An Alternate History Consequences article


It is no great revelation to reflect that elements of works of fiction may not age well as time marches on. Society’s assumptions and frameworks of understanding change, leading to disagreements over whether a work of fiction born of earlier assumptions should still be viewed in the same way (and, of course, older generations who enjoyed it at the time will be defensive against younger ones who are not invested in it in the same way and now regard it as offensive). This kind of objection (for example, the portrayal of women and different ethnic groups in past works) is probably the most frequently and contentiously discussed, but there are others as well.

Science fiction is a minefield for becoming obsolete, for example. If a specific date is committed to for an event and then that date passes without the event occurring, how to proceed?


In the 1960s, the writers of Star Trek evidently found that ‘the 1990s’ was a comfortably far distant date in order to write in a world war led by genetically engineered supermen, not dreaming that the franchise would still be around then. This led to awkwardness: was Star Trek now an alternate history to stay consistent, or was this incompatible with its core values of portraying a hopeful and optimistic future for us its watchers, not our counterparts in some other timeline?


In 1996 Star Trek: Voyager (when not accidentally creating the Obama presidency, as discussed in my previous article “From the Final Frontier to the Audacity of Hope”) featured a time travel storyline in which the then-contemporary Earth of 1996 was visited. The writers took the decision to feature a version of Earth effectively identical to our own (barring the plot related alterations), but paradoxically the set designers decided to include a few subtle background nods to the old Eugenics Wars plot. A spinoff novel writer, Greg Cox, later attempted to reconcile the conflict as a secret conspiracy war in the shadows ongoing during the post-fall of Communism upheavals of the 1990s.

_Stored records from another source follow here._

PR #659, opened 2026-04-10
perf(timeline): restore VList cache + skip 80 ms timer on room revisit

Just-Insane:
### Description

Caches VList item heights (via `roomScrollCache`) across visits to the same room within a session. On revisit, the stored cache is provided to VList upfront and the scroll position is restored immediately — skipping the 80 ms opacity-fade stabilisation timer entirely.

Also fixes a bug where the `pendingReadyRef` recovery path (triggered when the 80 ms timer fires while `processedEvents` is empty due to a `TimelineReset` race) never saved the scroll cache, causing rooms that hit this path to show the fade-in on subsequent visits.

Fixes #

#### Type of change

### Checklist:

### AI disclosure:

`roomScrollCache.ts` — a simple session-scoped `Map<roomId, { cache, scrollOffset, atBottom }>`. `cache` is VList's `CacheSnapshot` (measured item heights), `scrollOffset` is the pixel offset at save time, and `atBottom` is a flag used to decide whether to call `scrollToIndex` (bottom) or `scrollTo` (exact offset) on restore.

In `RoomTimeline.tsx`, the initial-scroll `useLayoutEffect` was extended to check for a saved cache before starting the 80 ms timer: if a cache exists, it restores position immediately and calls `setIsReady(true)` without the delay. The 80 ms timer path and the `pendingReadyRef` recovery path both now call `roomScrollCache.save(...)` after scrolling so subsequent visits have a cache to load.

### DIFF
--- a/.changeset/perf-timeline-scroll-cache.md
+++ b/.changeset/perf-timeline-scroll-cache.md
@@ -1,0 +1,5 @@
+---
+default: patch
+---
+
+Cache VList item heights across room visits to restore scroll position instantly and skip the 80 ms opacity-fade stabilisation timer on revisit.
--- a/src/app/features/room/RoomTimeline.tsx
+++ b/src/app/features/room/RoomTimeline.tsx
@@ -316,6 +316,9 @@ export function RoomTimeline({
         // immediately and skip the 80 ms stabilisation timer entirely.
         if (savedCache.atBottom) {
           vListRef.current.scrollToIndex(processedEventsRef.current.length - 1, { align: 'end' });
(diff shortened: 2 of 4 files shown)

Perhaps the more obvious pitfall for science fiction is when science itself marches on. Today a distinction is often drawn between ‘hard’ and ‘soft’ science fiction, between fiction which tries to rigorously fit within the bounds of our current understanding of science versus that which is regarded as allowing slapdash unscientific assumptions for the sake of plot, or makes up fictional but still rule-driven science.

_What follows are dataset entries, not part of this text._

PR #660, opened 2026-04-10
perf(timeline): memoize VList timeline items to prevent mass re-renders

Just-Insane:
### Description

Wraps each VList timeline item in `React.memo` so that only the items whose props actually changed re-render when state updates occur (e.g. typing indicators arriving, read receipts updating, or new messages landing while the user is scrolled away from the bottom).

Props passed to each item beyond `data` and `renderRef` — `isHighlighted`, `isEditing`, `isReplying`, `isOpenThread`, `settingsEpoch` — exist solely to give `React.memo`'s shallow-equality comparator fine-grained control: changing any of them causes only the one affected item to re-render rather than the entire visible list.

Also makes `mutationVersion` optional (default `0`) in `UseProcessedTimelineOptions` so call sites that don't participate in the mutation tracking (e.g. `ThreadDrawer`) continue to compile without changes.

Fixes #

#### Type of change

### Checklist:

### AI disclosure:

`useProcessedTimeline.ts` — added a `stableRefsCache` (a `useRef<Map<string, ProcessedEvent>>`) that keeps the previous render's `ProcessedEvent` objects alive. On each `useMemo` run, if `mutationVersion` hasn't changed, events whose identity hasn't changed are returned from the cache (same object reference) rather than newly constructed. This means `React.memo` sees no prop change for stable items and skips their render.

`RoomTimeline.tsx` — `TimelineItem` is a `React.memo`-wrapped component declared outside the parent function so it is never re-created. A `renderFnRef` ref captures the render function so `TimelineItem` itself only needs a stable ref in props, not the function. `settingsEpoch` is a `useRef({}).current` that is replaced with `{}` whenever any layout/display setting changes, forcing all visible items to pick up the new settings in one pass.

### DIFF
--- a/.changeset/perf-timeline-item-memo.md
+++ b/.changeset/perf-timeline-item-memo.md
@@ -1,0 +1,5 @@
+---
+default: patch
+---
+
+Memoize individual VList timeline items to prevent mass re-renders when unrelated state changes (e.g. typing indicators, read receipts, or new messages while not at the bottom).
--- a/.changeset/perf-timeline-scroll-cache.md
+++ b/.changeset/perf-timeline-scroll-cache.md
@@ -1,0 +1,5 @@
+---
+default: patch
+---
+
+Cache VList item heights across room visits to restore scroll position instantly and skip the 80 ms opacity-fade stabilisation timer on revisit.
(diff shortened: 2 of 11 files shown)


Just-Insane:
Added a follow-up fix in the latest commit: `setAtBottom(true)` is now called synchronously when scrolling to the bottom in the 80ms timer and `pendingReadyRef` recovery paths, immediately before `setIsReady(true)`. This prevents the "Jump to Latest" button from flashing for one render cycle between `isReady` becoming `true` and VList's async `onScroll` confirming the bottom position.

PR #677, opened 2026-04-13
Add GIF search feature

### LINKED ISSUE #60: GIF Search
### Describe the problem

https://github.com/cinnyapp/cinny/pull/2392

This, but it should use https://klipy.com/ since Tenor has been discontinued. Several other clients and major open source projects have moved to Klipy.

Enable GIF Search with Klipy as a provider.

### Alternatives considered

_No response_

### Additional context

_No response_

footvaalvica:
### Description

Fixes #60 after all TODOs below have been completed. 

#### Open Problems
- The backend currently works with Commet's Tenor proxy. It should be migrated to KLIPY as per the original issue.
- The icon currently being used is Icons.Play. It should be replaced with a proper GIF icon.

The approach for sending GIFs is to download the GIF data and then re upload them as a sticker.

This PR was heavily inspired by https://github.com/cinnyapp/cinny/pull/2392, so if possible @razn-v should give their input and be added as a co-contributor.

#### Type of change

### Checklist:

### AI disclosure:

The changes to renderItem() to support GIFs were AI generated. It returns GIF Items and ensures they are scaled properly.


dozro:

Thank you :3

footvaalvica:
thanks for the heads up, I completely missed it. should be done now!

src/app/features/room/RoomInput.tsx
```diff
@@ -1140,6 +1140,57 @@ export const RoomInput = forwardRef<HTMLDivElement, RoomInputProps>(
...
+      }
+
+      const data = await response.arrayBuffer();
+      const uint8Array = new Uint8Array(data);
+
+      // Create a File object for the GIF
+      const filename = `${gif.title}.gif`;
+      const file = new File([uint8Array], filename, { type: 'image/gif' });
+
+      // Upload to Matrix
```
dozro, line 1175: up for debate imo is, if we want to reupload the gif to the hs, or use something like https://github.com/maunium/stickerpicker/tree/master/giphyproxy 

(as discussed, but afaik not resolved in the sable client matrix room)

.gitignore
```diff
@@ -23,3 +23,24 @@ build.sh
...
+.envrc
+devenv.lock
+
+# direnv
+.direnv
+
+# pre-commit
+.pre-commit-config.yaml
+CLAUDE.md
+.github/AGENTS.md
```
dozro: ?

hazre:
I think if we going to add this, might as well go with KLIPY, right off the bat. You can get a dev key on their website and later we can contact for a prod key. It seems to be free and we just have to respect their API rate limits.

hazre:
Unless you doing server level caching, I don't see a reason for a proxy in this case. I guess you can avoid shipping the secrets in the client.

[Commet's proxy](https://github.com/commetchat/proxy) is just a cloudflare worker, which is fine but we are currently on the free tier of cloudflare which has 100k daily requests limit (if we were to host it ourselves)

@7w1 thoughts?

dozro:
> Unless you doing server level caching, I don't see a reason for a proxy in this case. I guess you can avoid shipping the secrets in the client.

The homeserver by default does caching for remote media. Which would be utilized with that proxy. And cached remote media is easily purgeable, while re-uploaded media is harder to manage and will easily get out of hand. Especially for bigger Homeservers the way to go would be the proxy, it would by its nature alone solve the issue of duplicated gifs taking up too much space in the media repository.


btw comments proxy does afaict way differs things than the maunium sticker picker proxy

7w1:
Maunium's proxy makes sense to me since it essentially acts like a homeserver and allows other homeservers to cache data and embed smoothly without needing to be reuploaded by everyone.

dozro:
> Maunium's proxy makes sense to me since it essentially acts like a homeserver and allows other homeservers to cache data and embed smoothly without needing to be reuploaded by everyone.

it could use https://github.com/SableClient/soliditas it isn’t tested that throughly tho, so bugs can exist 😅

7w1:
Superseded by #970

This is very much a modern and artificial distinction, and says as much about the way science is perceived today versus the way it was in previous decades and centuries as it does about authorial intent. It is quite reasonable to argue that it is ‘hard’ science fiction that is fundamentally the more unrealistic one, as suggesting that future generations’ understanding of the universe is going to remain effectively identical to ours seems a rather courageous assumption considering the track record of the human race. The scientific breakthroughs of the past 75 or so years have certainly created an image that we are just tidying up our understanding of quantum theory and general relativity and the core fundamentals of both theories are ‘true’—but this is misleading, as the two theories are also fundamentally incompatible in their current forms, so there is clearly more to discover, and plenty of room for something completely unexpected (which could redefine the possible) to be hiding in there.


Besides, as many philosophers of science have observed, we also thought that science had been reduced to a tidying-up exercise at the end of the 19th century with classical physics, only to find that all our theories were really only simplified pictures that worked only on a macroscopic scale. Pulling the threads of a few niggling oddities, which didn’t quite fit the picture, ultimately exploded into a complete destruction and rebuilding of our understanding of the universe. This could happen again.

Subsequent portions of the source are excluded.